* [INSTRUCTIONS TO FOLLOW]
Scan the entries for lines with "attachments" and say how many there are, with nothing more.
Segment Start: INFORMATION SUPPLIED
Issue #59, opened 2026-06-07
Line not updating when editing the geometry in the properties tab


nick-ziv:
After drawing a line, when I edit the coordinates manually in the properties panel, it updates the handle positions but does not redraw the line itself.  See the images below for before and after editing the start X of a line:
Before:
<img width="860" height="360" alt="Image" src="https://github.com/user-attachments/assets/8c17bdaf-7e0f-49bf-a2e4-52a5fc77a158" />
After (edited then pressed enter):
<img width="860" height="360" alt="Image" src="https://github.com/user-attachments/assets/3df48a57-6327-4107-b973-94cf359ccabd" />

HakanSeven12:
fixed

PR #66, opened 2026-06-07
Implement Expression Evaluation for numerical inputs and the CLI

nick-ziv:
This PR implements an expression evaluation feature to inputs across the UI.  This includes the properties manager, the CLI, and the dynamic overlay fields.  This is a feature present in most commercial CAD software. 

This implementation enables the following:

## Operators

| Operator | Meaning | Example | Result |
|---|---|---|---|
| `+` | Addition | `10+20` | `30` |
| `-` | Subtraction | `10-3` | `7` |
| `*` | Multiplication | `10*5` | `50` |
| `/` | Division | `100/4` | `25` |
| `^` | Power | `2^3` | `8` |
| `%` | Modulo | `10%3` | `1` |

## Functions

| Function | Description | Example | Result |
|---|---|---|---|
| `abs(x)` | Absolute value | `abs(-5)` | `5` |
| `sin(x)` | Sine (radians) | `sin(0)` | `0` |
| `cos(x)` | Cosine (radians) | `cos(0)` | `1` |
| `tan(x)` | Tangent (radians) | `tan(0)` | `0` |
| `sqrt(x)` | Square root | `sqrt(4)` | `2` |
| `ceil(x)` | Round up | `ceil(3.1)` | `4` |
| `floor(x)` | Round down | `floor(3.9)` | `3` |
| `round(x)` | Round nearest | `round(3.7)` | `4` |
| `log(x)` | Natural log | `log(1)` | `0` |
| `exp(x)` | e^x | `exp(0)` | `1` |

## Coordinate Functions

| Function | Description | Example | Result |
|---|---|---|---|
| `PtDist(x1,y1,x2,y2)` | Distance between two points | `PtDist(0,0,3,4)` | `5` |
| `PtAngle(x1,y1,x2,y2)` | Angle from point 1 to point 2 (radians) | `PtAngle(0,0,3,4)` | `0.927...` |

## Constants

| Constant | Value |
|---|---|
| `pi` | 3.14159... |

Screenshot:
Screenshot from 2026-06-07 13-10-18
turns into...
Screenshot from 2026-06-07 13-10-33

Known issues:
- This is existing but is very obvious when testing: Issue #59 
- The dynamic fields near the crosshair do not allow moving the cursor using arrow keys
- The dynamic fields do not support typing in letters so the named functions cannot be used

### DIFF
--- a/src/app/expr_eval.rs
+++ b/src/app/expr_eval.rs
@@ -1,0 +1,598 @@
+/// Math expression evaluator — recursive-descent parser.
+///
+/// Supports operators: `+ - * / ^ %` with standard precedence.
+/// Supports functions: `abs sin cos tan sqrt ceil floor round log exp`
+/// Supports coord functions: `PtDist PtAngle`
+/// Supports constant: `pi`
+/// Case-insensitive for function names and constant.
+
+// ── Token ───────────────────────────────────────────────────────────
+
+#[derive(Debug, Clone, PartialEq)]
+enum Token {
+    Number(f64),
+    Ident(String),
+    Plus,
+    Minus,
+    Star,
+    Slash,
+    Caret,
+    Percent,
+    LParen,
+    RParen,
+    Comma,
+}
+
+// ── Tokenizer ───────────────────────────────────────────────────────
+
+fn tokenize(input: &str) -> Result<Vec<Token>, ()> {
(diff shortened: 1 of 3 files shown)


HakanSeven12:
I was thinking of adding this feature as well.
Segment End: INFORMATION SUPPLIED
Segment Start: INFORMATION SUPPLIED
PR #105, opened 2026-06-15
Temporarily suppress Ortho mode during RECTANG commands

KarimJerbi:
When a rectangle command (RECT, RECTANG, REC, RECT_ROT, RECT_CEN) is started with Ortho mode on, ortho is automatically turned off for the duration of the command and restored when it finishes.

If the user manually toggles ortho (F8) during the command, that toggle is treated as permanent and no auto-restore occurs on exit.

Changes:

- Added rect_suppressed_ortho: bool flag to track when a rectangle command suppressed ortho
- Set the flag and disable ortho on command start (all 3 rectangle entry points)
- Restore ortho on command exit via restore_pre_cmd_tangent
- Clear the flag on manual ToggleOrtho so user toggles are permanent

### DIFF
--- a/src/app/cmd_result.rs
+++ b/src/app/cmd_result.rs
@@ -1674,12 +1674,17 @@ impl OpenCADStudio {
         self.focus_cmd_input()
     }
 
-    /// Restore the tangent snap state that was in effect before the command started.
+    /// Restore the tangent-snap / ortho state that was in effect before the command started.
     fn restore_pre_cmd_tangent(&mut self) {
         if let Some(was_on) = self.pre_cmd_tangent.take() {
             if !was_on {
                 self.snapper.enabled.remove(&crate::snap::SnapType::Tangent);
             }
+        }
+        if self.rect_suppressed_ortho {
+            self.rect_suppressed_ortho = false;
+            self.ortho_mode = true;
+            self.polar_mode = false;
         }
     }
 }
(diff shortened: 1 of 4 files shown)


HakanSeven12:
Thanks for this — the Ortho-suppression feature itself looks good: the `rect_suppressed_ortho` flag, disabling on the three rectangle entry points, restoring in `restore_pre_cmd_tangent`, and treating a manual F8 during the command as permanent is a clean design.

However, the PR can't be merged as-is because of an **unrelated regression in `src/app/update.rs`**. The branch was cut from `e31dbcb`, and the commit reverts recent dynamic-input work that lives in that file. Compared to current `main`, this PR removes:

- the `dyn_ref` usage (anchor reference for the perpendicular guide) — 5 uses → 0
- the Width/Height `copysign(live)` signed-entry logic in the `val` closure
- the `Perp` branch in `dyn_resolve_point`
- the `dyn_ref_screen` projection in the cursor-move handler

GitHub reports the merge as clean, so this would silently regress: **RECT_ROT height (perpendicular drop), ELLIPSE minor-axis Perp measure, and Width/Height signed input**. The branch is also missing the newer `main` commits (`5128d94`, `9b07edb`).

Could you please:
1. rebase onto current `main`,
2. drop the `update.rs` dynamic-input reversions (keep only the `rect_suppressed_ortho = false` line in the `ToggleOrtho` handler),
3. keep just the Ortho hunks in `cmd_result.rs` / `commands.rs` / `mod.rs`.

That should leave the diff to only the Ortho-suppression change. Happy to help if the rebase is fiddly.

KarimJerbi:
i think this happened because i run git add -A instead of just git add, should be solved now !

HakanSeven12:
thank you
Segment End: INFORMATION SUPPLIED
Segment Start: INFORMATION SUPPLIED
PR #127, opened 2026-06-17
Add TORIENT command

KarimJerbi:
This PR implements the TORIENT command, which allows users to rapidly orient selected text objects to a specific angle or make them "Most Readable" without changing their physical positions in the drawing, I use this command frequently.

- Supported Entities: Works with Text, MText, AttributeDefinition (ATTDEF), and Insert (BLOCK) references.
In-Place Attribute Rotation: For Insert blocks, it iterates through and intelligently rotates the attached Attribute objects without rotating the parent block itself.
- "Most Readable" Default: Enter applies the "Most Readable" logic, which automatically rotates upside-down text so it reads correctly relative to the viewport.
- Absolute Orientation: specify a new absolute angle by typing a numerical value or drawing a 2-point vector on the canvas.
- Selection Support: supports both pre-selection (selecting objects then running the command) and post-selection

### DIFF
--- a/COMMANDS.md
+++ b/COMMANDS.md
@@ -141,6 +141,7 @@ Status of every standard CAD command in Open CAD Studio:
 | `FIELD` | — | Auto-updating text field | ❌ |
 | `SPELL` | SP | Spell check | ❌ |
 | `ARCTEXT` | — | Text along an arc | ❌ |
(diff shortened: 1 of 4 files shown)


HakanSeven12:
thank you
Segment End: INFORMATION SUPPLIED
* [OUTPUT FOR THIS TASK]
2